Risks and Benefits of 3D Printing in the Construction Industry | Shutts & Bowen LLP


The use of 3D printing in commercial and residential projects is gaining popularity in the construction industry. While the benefits may seem endless, there are still risks to consider before this technology becomes mainstream in the United States.


  • Significant potential for environmentally friendly construction and waste reduction projects.
  • Much shorter construction periods in an industry where delays can be disruptive and costly, this can provide an opportunity to expedite the construction of projects.
  • Health and safety risks are reduced thanks to the ease of manufacture of the 3D printer.
  • Labor costs will be reduced as the printer is more efficient and can also save up to 60% of construction material cost.
  • Could enable custom projects that are either impossible or too expensive with conventional methods.


  • Other manufacturers and companies in the industry could suffer if the 3D printer is able to produce their items at a lower cost.
  • Less labor required thanks to the efficiency of the 3D printer, especially in times of inflation and recession.
  • Need specially skilled workers to use 3D printer functions.
  • Misprints of materials could prove costly during construction, and replacement items could be more expensive if needed at short notice.
  • Potentially expensive to repair if the 3D printer becomes unusable/broken.

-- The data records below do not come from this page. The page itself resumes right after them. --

PR #1056, opened 2020-12-16
Fix bug in loading regression data

lewfish:
## Overview

This PR fixes a small bug in how regression data is loaded that surfaced after the nochip PR was merged. 

## Testing Instructions

* Tested with a pipeline in an external repo that uses the `RegressionLearner`.

### DIFF
--- a/rastervision_pytorch_learner/rastervision/pytorch_learner/dataset/dataset.py
+++ b/rastervision_pytorch_learner/rastervision/pytorch_learner/dataset/dataset.py
@@ -47,6 +47,8 @@ class AlbumentationsDataset(Dataset):
             self.normalize = False
             self.to_pytorch = False
 
+        self.transform_type = transform_type
+
     def __getitem__(self, key) -> Tuple[torch.Tensor, torch.Tensor]:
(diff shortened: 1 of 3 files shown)


rastervision_pytorch_learner/rastervision/pytorch_learner/dataset/dataset.py
```diff
@@ -47,6 +47,8 @@ def __init__(self,
             self.normalize = False
```
AdeelH, line 47: To keep it consistent with object detection, I would just add the check here and set `self.to_pytorch = False` and then modify `regression_transformer()` in `transform.py` to return `x` and `y` in the correct form.

On second thought, perhaps the `y = torch.from_numpy(y).long()` in `__getitem__` is perhaps too strong an assumption. Maybe it should just be `y = torch.from_numpy(y)` and we should expect the transform functions to supply a `y` with the correct data type.

AdeelH (changes requested):

lewfish:
I added a commit which tries to follow your second suggestion.

AdeelH (approved):

PR #1062, opened 2021-01-06
Fix bug in semantic segmentation transform

AdeelH:
Fix for bug introduced in semantic segmentation by #1056 as a side effect of moving the type casting of `y` to before the transform is applied. Passing the mask to an albumentations transform as an `np.long` array turns it into an `np.int32`, which is incompatible with PyTorch's loss functions.

This was not caught by the semantic segmentation integration test because of `chip_sz` being equal to `img_sz` which causes the `Resize` transform to do nothing and return the mask as is. To reproduce the error, set `img_sz` to something different (in `integration_tests/semantic_segmentation/config.py`).

### DIFF
--- a/rastervision_pytorch_learner/rastervision/pytorch_learner/dataset/transform.py
+++ b/rastervision_pytorch_learner/rastervision/pytorch_learner/dataset/transform.py
@@ -23,10 +23,11 @@ def classification_transformer(inp: Tuple[Any, Any],
                                ) -> Tuple[np.ndarray, np.ndarray]:
     """Apply transform to image only."""
     x, y = inp
-    x, y = np.array(x), np.array(y, dtype=np.long)
+    x, y = np.array(x), np.array(y)
     if transform is not None:
         out = transform(image=x)
         x = out['image']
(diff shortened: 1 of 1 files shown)


rastervision_pytorch_learner/rastervision/pytorch_learner/dataset/transform.py
```diff
@@ -23,10 +23,11 @@ def classification_transformer(inp: Tuple[Any, Any],
                                ) -> Tuple[np.ndarray, np.ndarray]:
     """Apply transform to image only."""
     x, y = inp
-    x, y = np.array(x), np.array(y, dtype=np.long)
+    x, y = np.array(x), np.array(y)
     if transform is not None:
         out = transform(image=x)
         x = out['image']
+    y = y.astype(np.long)
```
AdeelH, line 30: This is not necessary for classification (because `y` is not modified by the transform), but moving the casting to the end emphasizes that the returned `y` should be a `long`.

lewfish (approved):

PR #1065, opened 2021-01-11
Set runtime flag according to docker version

ashnair1:
Running `docker/run  --gpu` fails with docker>=19.03 the following error:

```
docker: Error response from daemon: OCI runtime create failed: unable to retrieve OCI runtime error (open /run/containerd/io.containerd.runtime.v1.linux/moby/723d7848a6cf4e0c20006d6f3e0cc4b3ccc01be12b468e61235e8b54bc6771c0/log.json: no such file or directory): exec: "nvidia-container-runtime": executable file not found in $PATH: : unknown.
```
This is due to docker deprecating the `runtime` argument post v19.03. This PR addresses this by first checking the docker version and setting runtime flag accordingly


lewfish (approved):

lewfish:
Thank you!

Assessing these benefits and risks, at least one US state has approved far-reaching measures for the construction of commercial and residential properties using 3D printing. Specifically, Montana recently spearheaded an effort to give broad regulatory approval to 3D printing walls as a replacement for walls fabricated with concrete masonry units or a standard core concrete block assembly for all types of projects. construction in the state. As for Florida, in 2021 the City of Tallahassee approved the 3D printing of a single-family home under the City of Tallahassee Affordable Housing Construction Loan Program. However, no other general measures such as regulatory approvals appear to be in place at this time. Despite growing interest in 3D-printed single-family homes in the state, it’s expected homebuyers will have to wait a few more years before 3D-printed homes become mainstream enough for real change to occur. . As noted above, 3D printed construction in Florida may grow in popularity due to cost-cutting measures, efficiency, and increased safety, but Florida may have unique concerns that may not be relevant. do not apply to states such as Montana. Specifically, more stringent building code requirements covering hurricanes, high-velocity winds, and/or flooding may hamper the popularity of 3D printing at this time. Otherwise, the above risks and benefits will need to be critically evaluated by Florida regulatory authorities in the coming years.